Work order => Please count the lines in the entries below that include the word "added", and give only the number.

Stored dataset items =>
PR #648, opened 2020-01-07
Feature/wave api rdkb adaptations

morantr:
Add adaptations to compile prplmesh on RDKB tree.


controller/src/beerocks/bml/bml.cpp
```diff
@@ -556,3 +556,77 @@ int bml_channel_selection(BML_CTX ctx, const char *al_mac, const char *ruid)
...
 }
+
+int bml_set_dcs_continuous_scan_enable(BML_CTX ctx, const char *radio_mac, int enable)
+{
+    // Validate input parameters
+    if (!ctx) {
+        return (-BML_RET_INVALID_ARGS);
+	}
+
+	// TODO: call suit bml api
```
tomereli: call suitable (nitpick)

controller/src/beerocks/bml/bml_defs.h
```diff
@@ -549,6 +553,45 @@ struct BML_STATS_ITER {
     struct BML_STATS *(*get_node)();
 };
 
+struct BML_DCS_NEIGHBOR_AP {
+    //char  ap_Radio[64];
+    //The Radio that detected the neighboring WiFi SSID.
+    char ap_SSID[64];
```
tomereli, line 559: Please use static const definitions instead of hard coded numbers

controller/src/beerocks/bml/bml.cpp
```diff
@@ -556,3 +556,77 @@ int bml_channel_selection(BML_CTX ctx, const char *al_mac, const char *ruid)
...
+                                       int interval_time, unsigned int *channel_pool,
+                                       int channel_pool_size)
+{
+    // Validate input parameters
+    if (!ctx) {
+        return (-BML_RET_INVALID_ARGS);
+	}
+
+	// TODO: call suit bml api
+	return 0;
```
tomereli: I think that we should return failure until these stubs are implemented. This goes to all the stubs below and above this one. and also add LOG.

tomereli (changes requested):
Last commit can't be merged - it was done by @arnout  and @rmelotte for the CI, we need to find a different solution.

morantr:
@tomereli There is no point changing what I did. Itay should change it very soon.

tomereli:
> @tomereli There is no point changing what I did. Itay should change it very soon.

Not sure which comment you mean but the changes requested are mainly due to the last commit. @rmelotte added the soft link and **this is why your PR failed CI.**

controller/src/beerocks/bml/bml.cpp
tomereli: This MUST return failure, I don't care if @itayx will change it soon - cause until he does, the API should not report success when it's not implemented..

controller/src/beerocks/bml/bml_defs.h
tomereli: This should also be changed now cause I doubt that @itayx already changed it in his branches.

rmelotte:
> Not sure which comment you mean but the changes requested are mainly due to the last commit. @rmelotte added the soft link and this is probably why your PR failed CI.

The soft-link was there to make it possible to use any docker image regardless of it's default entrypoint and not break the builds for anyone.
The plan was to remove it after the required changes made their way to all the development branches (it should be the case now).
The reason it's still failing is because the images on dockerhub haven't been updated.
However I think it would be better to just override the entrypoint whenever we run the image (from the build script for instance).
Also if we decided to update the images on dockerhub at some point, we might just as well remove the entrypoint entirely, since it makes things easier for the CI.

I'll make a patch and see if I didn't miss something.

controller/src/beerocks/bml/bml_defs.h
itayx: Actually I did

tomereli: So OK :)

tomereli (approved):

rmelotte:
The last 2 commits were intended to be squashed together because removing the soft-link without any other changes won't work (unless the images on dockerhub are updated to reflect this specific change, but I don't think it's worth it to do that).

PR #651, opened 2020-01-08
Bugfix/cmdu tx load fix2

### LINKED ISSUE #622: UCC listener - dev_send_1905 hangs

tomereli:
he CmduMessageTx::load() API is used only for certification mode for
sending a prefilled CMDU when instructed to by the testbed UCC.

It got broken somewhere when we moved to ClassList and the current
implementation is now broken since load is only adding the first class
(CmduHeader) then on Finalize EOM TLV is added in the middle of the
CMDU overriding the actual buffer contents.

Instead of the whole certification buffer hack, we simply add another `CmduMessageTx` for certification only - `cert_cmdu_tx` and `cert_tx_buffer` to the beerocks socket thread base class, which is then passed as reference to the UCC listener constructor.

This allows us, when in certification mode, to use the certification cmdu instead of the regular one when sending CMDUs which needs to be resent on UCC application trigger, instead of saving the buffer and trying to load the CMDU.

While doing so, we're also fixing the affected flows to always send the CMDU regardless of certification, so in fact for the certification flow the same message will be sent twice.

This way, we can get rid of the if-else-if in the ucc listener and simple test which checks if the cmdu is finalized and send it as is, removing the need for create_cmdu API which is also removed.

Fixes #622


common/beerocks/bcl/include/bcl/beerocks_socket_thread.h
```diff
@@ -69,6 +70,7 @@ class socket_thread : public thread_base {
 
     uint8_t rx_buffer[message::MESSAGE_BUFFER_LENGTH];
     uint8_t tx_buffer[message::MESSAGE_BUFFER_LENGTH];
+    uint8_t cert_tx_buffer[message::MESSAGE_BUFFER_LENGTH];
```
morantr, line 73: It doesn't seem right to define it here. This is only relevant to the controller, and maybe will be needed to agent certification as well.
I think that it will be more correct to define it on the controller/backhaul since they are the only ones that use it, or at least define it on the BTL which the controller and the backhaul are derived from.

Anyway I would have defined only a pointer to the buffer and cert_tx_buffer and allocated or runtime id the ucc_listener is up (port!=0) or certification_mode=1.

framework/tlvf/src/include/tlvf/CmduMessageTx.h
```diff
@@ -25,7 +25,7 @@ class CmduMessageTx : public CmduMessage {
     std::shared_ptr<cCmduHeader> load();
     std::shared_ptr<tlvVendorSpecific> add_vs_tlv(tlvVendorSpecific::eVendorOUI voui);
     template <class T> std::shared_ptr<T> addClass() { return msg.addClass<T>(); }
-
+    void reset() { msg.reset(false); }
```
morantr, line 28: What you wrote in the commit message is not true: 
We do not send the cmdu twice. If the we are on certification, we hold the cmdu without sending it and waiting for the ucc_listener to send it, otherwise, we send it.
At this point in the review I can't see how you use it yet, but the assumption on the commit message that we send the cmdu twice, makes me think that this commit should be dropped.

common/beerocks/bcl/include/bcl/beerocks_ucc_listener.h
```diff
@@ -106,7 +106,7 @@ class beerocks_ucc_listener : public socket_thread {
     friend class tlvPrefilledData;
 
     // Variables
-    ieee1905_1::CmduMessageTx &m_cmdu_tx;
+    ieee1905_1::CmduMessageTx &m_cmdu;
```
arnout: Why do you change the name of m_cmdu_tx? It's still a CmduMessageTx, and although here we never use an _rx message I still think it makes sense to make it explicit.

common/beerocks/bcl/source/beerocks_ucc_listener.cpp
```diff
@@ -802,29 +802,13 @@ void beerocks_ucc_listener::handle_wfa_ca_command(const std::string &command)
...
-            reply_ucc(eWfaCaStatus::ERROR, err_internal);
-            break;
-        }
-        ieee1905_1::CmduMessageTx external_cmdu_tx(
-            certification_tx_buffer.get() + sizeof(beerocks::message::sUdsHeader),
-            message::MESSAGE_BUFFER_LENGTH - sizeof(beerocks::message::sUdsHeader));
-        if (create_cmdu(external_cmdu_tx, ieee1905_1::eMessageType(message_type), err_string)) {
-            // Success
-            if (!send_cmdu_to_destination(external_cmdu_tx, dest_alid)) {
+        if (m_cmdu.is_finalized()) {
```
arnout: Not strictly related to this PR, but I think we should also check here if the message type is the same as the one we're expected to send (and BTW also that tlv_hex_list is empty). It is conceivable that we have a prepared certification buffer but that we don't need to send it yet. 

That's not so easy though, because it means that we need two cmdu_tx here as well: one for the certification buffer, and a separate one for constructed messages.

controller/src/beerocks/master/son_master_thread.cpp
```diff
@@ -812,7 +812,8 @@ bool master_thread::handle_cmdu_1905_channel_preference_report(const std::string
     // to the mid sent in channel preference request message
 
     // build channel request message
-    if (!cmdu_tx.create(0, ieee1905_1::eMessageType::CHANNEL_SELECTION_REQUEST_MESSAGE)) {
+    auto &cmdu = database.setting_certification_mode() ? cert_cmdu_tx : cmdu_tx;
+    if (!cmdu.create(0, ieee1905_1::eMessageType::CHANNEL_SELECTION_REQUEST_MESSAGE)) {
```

Output for this task => 3